Segment Open

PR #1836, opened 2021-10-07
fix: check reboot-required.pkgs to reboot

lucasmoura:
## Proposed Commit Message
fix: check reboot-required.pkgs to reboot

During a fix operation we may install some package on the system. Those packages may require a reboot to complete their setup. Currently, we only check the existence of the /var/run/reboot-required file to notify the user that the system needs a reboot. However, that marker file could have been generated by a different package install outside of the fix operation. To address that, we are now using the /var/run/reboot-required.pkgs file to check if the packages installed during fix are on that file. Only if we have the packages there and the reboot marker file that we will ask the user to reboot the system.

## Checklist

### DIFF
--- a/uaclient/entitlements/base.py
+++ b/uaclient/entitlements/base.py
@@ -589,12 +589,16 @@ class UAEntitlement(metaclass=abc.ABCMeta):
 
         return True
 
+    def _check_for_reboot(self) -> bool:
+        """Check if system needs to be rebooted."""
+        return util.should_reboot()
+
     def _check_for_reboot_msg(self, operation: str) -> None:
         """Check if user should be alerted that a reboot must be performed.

Segment Closed

- Exercise prompt:
Wherever a line in the records contains the word "needs", copy that line.

- Solution for this task:
During a fix operation we may install some package on the system. Those packages may require a reboot to complete their setup. Currently, we only check the existence of the /var/run/reboot-required file to notify the user that the system needs a reboot. However, that marker file could have been generated by a different package install outside of the fix operation. To address that, we are now using the /var/run/reboot-required.pkgs file to check if the packages installed during fix are on that file. Only if we have the packages there and the reboot marker file that we will ask the user to reboot the system.
+        """Check if system needs to be rebooted."""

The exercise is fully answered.